--- YOUR GOAL ---
Your answer should be the lines below from the one holding "arahuja: I switched the order of checks here" through the one holding "I updated the", copied exactly and with nothing else.

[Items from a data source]
PR #122, opened 2017-11-20
Add support for Elastic 6

acs:
This PR fix kidash so it works now with Elasticsearch 6 also (also supporting Elasticsearch 2.x and 5.x).

During this support I have refactored the code to simplify it and to make it easier to add the support.

Also, a new option "--data-sources" is now available to load dashboards with all data sources like Overview and Data Status, and removing all widgets except those related to the data sources included as params.

For example:

`./kidash.py -g  --import ~/devel/panels/json/data_status.json --data-sources github git
`

### DIFF
--- a/grimoire_elk/panels.py
+++ b/grimoire_elk/panels.py
@@ -29,7 +29,6 @@ import logging
 import os
 import os.path
 import pkgutil
-import sys
 
 from .elk.elastic import ElasticSearch
 from .elk.utils import grimoire_con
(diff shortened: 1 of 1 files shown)


alpgarcia:
Thanks @acs. I would separate those commits by functionality:
* All commits related to ES6 could remain together as they are intended to upgrade the tool to ES6.
* Kidash commit should go in a separate PR.

Besides, I'd say it would be very helpful to have a bit more context in commit messages. For instance, `Fix library to work with Elasticsearch6` is a great subject, but I miss a brief explanation on why it was needed. Basically I would add a brief text to all commits just saying something like: `This change fixes/add this particular problem`. It would make clear what the change does without the need of looking at the diff. 

Another example could be:
```
[panels] Support the export of Kibana6 panels

* URLs in ES6 have changed so import code needed to be updated keeping
  backwards compatibility.
* Item types have been removed in ES. Added code to remove types when
  dealing with ES6 panels. 
...
```

Thanks!

acs:
@alpgarcia good point about splitting the PR in one for ES6 (panels) and the other one for kidash. I will create two new PRs and close this one once this is done!

And during this process, I will improve the commits messages following your suggestions. Thank you!

acs:
@alpgarcia commits messages reworded. This PR has only now the ES6 stuff. The new PR with widgets cleaning is https://github.com/grimoirelab/GrimoireELK/pull/124 and it needs that this PR is first accepted.

alpgarcia:
LGTM! Thanks!

PR #126, opened 2017-11-24
Remove crates empy fake repository needed by mordred

acs:
The perceval backend for crates does not need any repository param.
    But we need to add an empty repository to projects.json so the backend
    is executed by mordred. Before creating the real perceval backend we need
    to remove this fake repository param:
    
    Contents of projects.json:
    
    {
        "grimoirelab": {
            "crates": [""]
    ...


alpgarcia:
LGTM!

acs:
Thanks @alpgarcia

PR #127, opened 2017-11-24
[index_mapping] Add an option so the elasticsearch for read and write could be different

acs:
This use case is needed to test if there are problems with the items
write when are are reading the items from a Elasticsearch that the logs
can not be analyzed (like a customer AWS ES).


acs:
This PR is included also in https://github.com/grimoirelab/GrimoireELK/pull/128. Closing it

PR #128, opened 2017-11-24
Fix raw mappings for bugzillarest and nntp

acs:
As all strings in raw indexes are stored as keywords there are some
issues with large strings that can not be stored as keywords. In
this case the string field must not be indexed.


acs:
This PR has been broken down in:

https://github.com/grimoirelab/GrimoireELK/pull/129
https://github.com/grimoirelab/GrimoireELK/pull/130
https://github.com/grimoirelab/GrimoireELK/pull/131

Closing this one!

PR #129, opened 2017-11-26
Index mapping ++

acs:
Improvements to index_mapping tool:

* Read and write Elasticsearches could be in different hosts
* Can use search-after for scrolling the index (alpha)
* Use sync bulk upload to check that all items are written


zhquan:
LGTM

PR #131, opened 2017-11-26
Bulk sync packs improvements

acs:
During the bulk upload in sync mode, items are now packed so after each pack, the number of items really indexed as new can be check in order to detect duplicate items or problems adding the items (for example for mappings issues).

### DIFF
--- a/grimoire_elk/elk/elastic.py
+++ b/grimoire_elk/elk/elastic.py
@@ -135,37 +135,59 @@ class ElasticSearch(object):
         return new_items
 
     def bulk_upload_sync(self, items, field_id, sync=True):
-        ''' Upload in controlled packs items to ES using bulk API
+        ''' Upload items in packs to ES using bulk API
             and wait until the items appears in searches '''
 
         # After a bulk upload the searches are not refreshed real time
         # This method waits until the upload is visible in searches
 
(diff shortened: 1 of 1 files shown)


grimoire_elk/elk/elastic.py
```diff
@@ -135,37 +135,59 @@ def bulk_upload(self, items, field_id):
         return new_items
 
     def bulk_upload_sync(self, items, field_id, sync=True):
-        ''' Upload in controlled packs items to ES using bulk API
+        ''' Upload items in packs to ES using bulk API
```
albertinisg: Standardize the quotes

grimoire_elk/elk/elastic.py
```diff
@@ -134,35 +135,58 @@ def bulk_upload(self, items, field_id):
...
-                break
+        def current_items():
+            """ Current number of items in the index """
+            res = self.requests.get(self.index_url+'/_search?size=1')
+            res.raise_for_status()
+            return res.json()['hits']['total']
+
+        def wait_index(total_expected):
+            """ Wait until ES has indexed all items """
+            # Wait until in searches all items are returned
```
albertinisg: I guess this should be part of the function description

PR #133, opened 2017-11-27
[enrich] Check if an identity exists before trying to get her profile

acs:


alpgarcia:
LGTM!

Thanks so much!

PR #140, opened 2017-11-29
[tests][crates] Add testing for crates data source

acs:


acs:
I am self reviewing this PR because it is trivial the change and we need the test env for tetsing the pep8 refactoring!

PR #147, opened 2017-12-07
[enrich][sortinghat] Add identity domain using the profile information

acs:
There was a case in which the domain was not added to the identities
field during enrichment. This fix covers it.


alpgarcia:
LGTM, thanks!

PR #148, opened 2017-12-12
Arthur integration branch

acs:
This is a branch which includes the integration work with arthur that has been done during the last months. It is not ready so it won't be merged during the next days ... but all the integration work will be finished here!


acs:
This is the PR that adds the arthur support to GrimoireELK.

PR #149, opened 2017-12-19
[autorefresh] Limit the max number of identities to be searched for refreshing

acs:
If the number of identities is higher than elastic.max_items_clause (1000)
then all the index is refreshed. The max number of clauses that Elasticsearch
support by default is 1024, so with this limit we won't have issues
executing the search query with all the identities to find their related
items.

### DIFF
--- a/grimoire_elk/arthur.py
+++ b/grimoire_elk/arthur.py
@@ -246,20 +246,40 @@ def refresh_projects(enrich_backend):
 
 
 def refresh_identities(enrich_backend, filter_author=None):
+
+    def update_items(new_filter_author):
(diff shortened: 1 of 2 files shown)


acs:
Refreshing items for more the 1k identities could also be several hours. We need to measure them. It is easy in any case to group the identities in 1k groups and do the refreshing for them. And iterate. Let's talk about it tomorrow. Thanks @albertinisg !

acs:
The new PR group the identities in 1000 items list and refresh the index for this group of identities. With this approach there is no limit in the number of identities to be refreshed. @albertinisg dose it solve your concerns?

PR #29, opened 2016-05-10
Update isovar setup link

### LINKED ISSUE #23: Fix isovar git dependency
Not sure what the right way is to specify git packages in `setup.py`, but right now `pip install .` or `python setup.py install` give me the following message.

```
Collecting isovar>=0.0.2 (from cohorts==0.1.0+6.gd3244aa)
  Could not find a version that satisfies the requirement isovar>=0.0.2 (from cohorts==0.1.0+6.gd3244aa) (from versions: )
No matching distribution found for isovar>=0.0.2 (from cohorts==0.1.0+6.gd3244aa)
```

I can work around it with running the following first

``` sh
pip install git+git://github.com/hammerlab/isovar
```

arahuja:
Fixes #23  and also fixes the version to 0.0.3

### DIFF
--- a/setup.py
+++ b/setup.py
@@ -64,10 +64,10 @@ if __name__ == "__main__":
             "topiary>=0.0.15",
             "six>=1.10.0",
             "lifelines>=0.9.1.0",
-            "isovar>=0.0.2",
+            "isovar==0.0.3",
         ],
         dependency_links=[
-            "git+git://github.com/hammerlab/isovar",
+            "https://github.com/hammerlab/isovar/archive/v0.0.3.tar.gz#egg=isovar-0.0.3",
         ],
         long_description=readme,
         packages=["cohorts"],


tavinathanson:
Thanks! Though probably best to pull the latest `isovar` vs. fixing it?

arahuja:
I thought fixing the version would just help us if isovar change API or functionality, we can make the decision to up it here?

Also, I can change the link to `https://github.com/hammerlab/isovar/tarball/master#egg=isovar-0.0.3` but I need to specify a version for it - what do you think?

tavinathanson:
I guess that makes sense re bumping `isovar` manually, to be better aware of what changes are happening under the hood.

So feel free to merge?

(Though I could imagine applying that logic to all libraries would be a pain. I've been mostly thinking about it from the other angle of assuming they will update and keeping track.)

arahuja:
> Though I could imagine applying that logic to all libraries would be a pain. I've been mostly thinking about it from the other angle of assuming they will update and keeping track.

Yea I think the difference is just that the other packages are well established so we shouldn't expect breaking changes in minor version increases (:cough: scipy) but isovar will likely move quickly and change APIs as needed in the early stage. Since it will directly impact the neoantigens it'd be good to understand them at each step and make sure all users stay in sync

PR #30, opened 2016-05-11
Fix RNA BAM path

tavinathanson:
A test would be a good idea, but not sure I need to block on that?

cc @arahuja

### DIFF
--- a/cohorts/load.py
+++ b/cohorts/load.py
@@ -537,6 +537,10 @@ class Cohort(Collection):
             if df_isovar is None:
                 import logging
                 logging.disable(logging.INFO)
+                if patient.tumor_sample is None:
+                    raise ValueError("Patient %s has no tumor sample" % patient.id)
+                if patient.tumor_sample.bam_path_rna is None:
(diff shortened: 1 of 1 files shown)


cohorts/load.py
```diff
@@ -537,7 +537,7 @@ def _load_single_patient_neoantigens(self, patient, variant_type,
             if df_isovar is None:
                 import logging
                 logging.disable(logging.INFO)
-                rna_bam_file = AlignmentFile(patient.rna_bam.path)
+                rna_bam_file = AlignmentFile(patient.tumor_sample.bam_path_rna)
```
arahuja, line 544: `tumor_sample` could be `None` worth checking? Not sure what to do in that case.

arahuja:
👍

cohorts/load.py
arahuja, line 544: As could `bam_path_rna` which seems more common

tavinathanson, line 544: Just added those checks 👍

PR #34, opened 2016-05-13
Pass kwargs through to function

tavinathanson:
Allow `on` functions with extra arguments.

The API can definitely be improved (`kwargs` are getting passed around haphazardly), but this is a quick fix for @e5c.


e5c:
LGTM

PR #36, opened 2016-05-18
Refactor how functions work

tavinathanson:
I was finding that `cohorts` `plot_*` functions weren't giving me all the functionality I wanted, while simultaneously giving me more than I needed.

In this PR:
- Got rid of confusing `col_equals` parameter everywhere, including supporting logic. It was intended to support the use case of `plot_benefit("is_met", "Met", "Y")`: i.e. the `"is_liver"` column would get created based on `"Liver Met" == "Y"`.
- Instead, I changed the format of functions in `cohorts` to simply take in a `row`. So now, if you want the above functionality: `plot_benefit(lambda row: row["Met"] == "Y", col="is_met")`.
- The `count` function is no longer a thing, so `count.py` --> `functions.py`.
- Renamed and upgraded `plot_init` to a more useful `as_dataframe`, while making the old `as_dataframe` the default behavior of the new one. The new `as_dataframe` can add/compute an arbitrary number of new columns. Example: `as_dataframe([snv_count, neoantigen_count])` gives you a `DataFrame` with both of those new columns, in addition to the default columns.
- Added `plot_joint` to take advantage of the multiple-function functionality. (It was also what drove me to add that functionality in the first place.)

More examples of what's possible now:

```
# Tell the cohort to automatically join on "pdl1" whenever `as_dataframe` is called. (This is not new.)
cohort = data.init_cohort(join_with="pdl1")

# Take advantage of the above to easily access a column from that joined-in data when plotting.
cohort.plot_benefit("IHC")
cohort.plot_benefit("IHC", col="better_ihc_name")

# Modify the value as you see fit.
cohort.plot_benefit(lambda row: row["IHC"] + 1)

# Use a function.
cohort.plot_benefit(neoantigen_count)
cohort.plot_benefit(neoantigen_count, only_expressed=True)
cohort.plot_benefit(lambda row: neoantigen_count(row, cohort, only_expressed=True))

# Get a dataframe that counts and merges. New columns "neoantigen_count" and "missense_snv_count" are created based on the function names.
cols, df = cohort.as_dataframe([neoantigen_count, missense_snv_count])

# Use your own function names.
cols, df = cohort.as_dataframe({"neoag": neoantigen_count, "snv": missense_snv_count})
cols, df = cohort.as_dataframe({"neoag": neoantigen_count, "ihc": lambda row: row["IHC"] + 1})

# Joint plot.
cohort.plot_joint({"neoag": neoantigen_count, "clonality": lambda row: row["Clonality"] + 1})
cohort.plot_joint(neoantigen_count, missense_snv_count)
```

cc @arahuja


tavinathanson:
@arahuja right now, `as_dataframe` returns either a `DataFrame` or a tuple of column name(s) and `DataFrame` (for when new columns are added). Is that weird? Open to better ideas.

setup.py
```diff
@@ -68,10 +68,9 @@
             "six>=1.10.0",
             "lifelines>=0.9.1.0",
             "scikit-learn>=0.17.1",
-            "isovar==0.0.3",
         ],
         dependency_links=[
-            "https://github.com/hammerlab/isovar/archive/v0.0.3.tar.gz#egg=isovar-0.0.3",
+            "git+git://github.com/hammerlab/isovar",
```
arahuja, line 73: Is this different now?

cohorts/load.py
```diff
@@ -395,7 +481,7 @@ def load_variants(self, variant_type="snv", merge_type="union"):
         assert variant_type in ["snv", "indel"], "Unknown variant type: %s" % variant_type
         patient_variants = {}
 
-        for patient in self:
+        for patient in self.iter_patients(patients):
```
arahuja, line 485: What does this provide over just `iter(patients)`?

cohorts/load.py
```diff
@@ -306,6 +307,78 @@ def as_dataframe(self, join_with=None, join_how=None):
...
+        if type(on) == str:
+            if col is not None:
+                df[col] = df[on]
+                return (col, df)
+            return (on, df)
+
+        def apply_func(on, col, df):
+            """
+            Sometimes we have functions that, by necessity, have more parameters
+            than just `row`. For a function like that, we assume that it has two
```
arahuja, line 346: This seems confusing to me ... but I don't have a better alternative

cohorts/load.py
```diff
@@ -306,6 +307,78 @@ def as_dataframe(self, join_with=None, join_how=None):
...
+            parameters: `row` and `cohort`. We use it to construct another function
+            that has only the `row` parameter so it can be sent to `DataFrame.apply`.
+            """
+            if col is None:
+                # Use the function name, or "column" for lambdas, if no
+                # name is provided for the newly created column.
+                col = on.__name__ if not is_lambda(on) else "column"
+            on_argcount = on.__code__.co_argcount
```
arahuja, line 354: Didn't know this existed

tavinathanson, line 354: Nor did I; not sure what the performance implications are, but not particularly worried for this use case.

cohorts/load.py
tavinathanson, line 346: Agreed :\

cohorts/load.py
tavinathanson, line 485: It handles the default of `patients=None` so that will use `self`; couldn't think of a cleaner way, since I can't put `self` as the default for `patients` in the method signatures.

setup.py
tavinathanson, line 73: Alex bumps the `isovar` version on every commit, and this fails whenever he does. That seems problematic, so I went back to the non-version-specific setup.

cohorts/count.py
```diff
@@ -1,68 +0,0 @@
...
-
-def neoantigen_count(cohort, **kwargs):
-    patient_neoantigens = cohort.load_neoantigens(**kwargs)
-    def count_func(patient_id):
-        if patient_id in patient_neoantigens["patient_id"].unique():
-            return len(patient_neoantigens[patient_neoantigens["patient_id"] == patient_id])
-        return np.nan
-    return count(cohort, count_func, count_col="neoantigen_count")
-
-def count(cohort, count_func, count_col):
```
tavinathanson, line 60: Note that this has been removed.

tavinathanson:
@arahuja Any more comments?

tavinathanson:
FYI @arman @eliza @jacki: I tried to make `cohorts` more usable. Check out the examples above.

(Also, note that some notebooks will break based on the changing definition of what functions like `neoantigen_count` look like.)

Aside from making certain things easier (e.g. a quick `jointplot` of mutation count vs. neoantigen count), the main reasons I think it's helpful to (continue to) stick our code in `cohorts`:
- Repeatability. @arahuja and I have run into several instances where we were counting or otherwise calling things in different ways (e.g. different de-duping strategies, missense vs. nonsynonymous, etc.), and it'd be great to know that all our analyses share the same basic strategies (and can all be easily updated when we change our minds). The [provenance](https://github.com/hammerlab/cohorts/pull/28) tracking will also hopefully prove useful for repeatability.
- Easily apply the same types of analyses to multiple projects.
- Keeping code public vs. siloed away.

Input/disagreements welcome!

arahuja:
@tavinathanson nothing else! It's a little weird to me that the count functions take a row and a cohort. It seems either they should functions of the cohort (we can load the necessary data and left-join) or a function of the row (compute some derived quantity). I'm sure it'll evolve and we have more use though

tavinathanson:
@arahuja Yeah, I hear you. That said: before this PR, I think the function API was even weirder. I like the idea of having one uniform way of creating a function, and I've already found it pretty valuable in my notebooks.

Definitely in favor of continuing to make it less confusing, though 👍

PR #39, opened 2016-05-20
Save variant metadata after merging variants

arahuja:


cohorts/load.py
```diff
@@ -489,38 +488,53 @@ def load_variants(self, patients=None, variant_type="snv", merge_type="union"):
...
-                combined_variants.append(set(variants.elements))
+            variant_collections = [
+                (vcf_path, varcode.load_vcf_fast(vcf_path)) 
+                for vcf_path in vcf_paths
+            ]
         except IOError:
             failed_io = True
 
-        if len(combined_variants) == 0 or failed_io:
+        if len(variant_collections) == 0 or failed_io:
```
tavinathanson: This will be undefined if there was an exception, no?

cohorts/load.py
```diff
@@ -489,38 +488,53 @@ def load_variants(self, patients=None, variant_type="snv", merge_type="union"):
...
             print("Variants did not exist for patient %s" % patient.id)
             return VariantCollection([])
 
-        if len(combined_variants) == 1:
+        if len(variant_collections) == 1:
             # There is nothing to merge
-            merged_variants =  VariantCollection(combined_variants[0])
+            merged_variants = VariantCollection(variant_collections[0][1].elements)
```
tavinathanson: Not obvious to me what the `[0][1]` is? Take the first `VariantCollection`, and then what?

tavinathanson: Oh, I see, `variant_collections` is a list of tuples. Not yet clear why the tuples are necessary?

arahuja: I wanted to hang to the vcf path's as well to know which file the metadata came from

cohorts/load.py
arahuja: Ah yea, I see that, will fix, can sub in `vcf_paths`

cohorts/load.py
arahuja: @tavinathanson I updated this to actually keep the metadata in the single vcf case as well

cohorts/load.py
arahuja: I switched the order of checks here

cohorts/load.py
```diff
@@ -489,38 +488,54 @@ def load_variants(self, patients=None, variant_type="snv", merge_type="union"):
...
-                merged_variants = VariantCollection(set.union(*combined_variants))
-            elif merge_type == "intersection":
-                merged_variants = VariantCollection(set.intersection(*combined_variants))
+            merged_variants = self._merge_variant_collections(dict(variant_collections), merge_type)
 
         self.save_to_cache(merged_variants, self.cache_names["variant"], patient.id, cached_file_name)
 
         return merged_variants
 
+    def _merge_variant_collections(self, variant_collections, merge_type):
```
tavinathanson: Confusing that `variant_collections` is a `dict` here and list of tuples above? Maybe rename to `vcf_to_variant_collections` here? Or make it a `dict` throughout?

tavinathanson:
LGTM % one more comment; though seems like `varcode` is a better place for logic to combine `VariantCollection`s? If you agree, maybe file an issue there that references this?

cohorts/load.py
arahuja: I renamed this `vcf_to_variant_collections` and rebased

arahuja:
I updated the variable name and rebased for the merge conflicts

> though seems like varcode is a better place for logic to combine VariantCollection

Maybe? I'm not sure it is, but I'm indifferent on it

tavinathanson:
👍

--- TASK OUTPUT ---
arahuja: I switched the order of checks here

cohorts/load.py
```diff
@@ -489,38 +488,54 @@ def load_variants(self, patients=None, variant_type="snv", merge_type="union"):
...
-                merged_variants = VariantCollection(set.union(*combined_variants))
-            elif merge_type == "intersection":
-                merged_variants = VariantCollection(set.intersection(*combined_variants))
+            merged_variants = self._merge_variant_collections(dict(variant_collections), merge_type)
 
         self.save_to_cache(merged_variants, self.cache_names["variant"], patient.id, cached_file_name)
 
         return merged_variants
 
+    def _merge_variant_collections(self, variant_collections, merge_type):
```
tavinathanson: Confusing that `variant_collections` is a `dict` here and list of tuples above? Maybe rename to `vcf_to_variant_collections` here? Or make it a `dict` throughout?

tavinathanson:
LGTM % one more comment; though seems like `varcode` is a better place for logic to combine `VariantCollection`s? If you agree, maybe file an issue there that references this?

cohorts/load.py
arahuja: I renamed this `vcf_to_variant_collections` and rebased

arahuja:
I updated the variable name and rebased for the merge conflicts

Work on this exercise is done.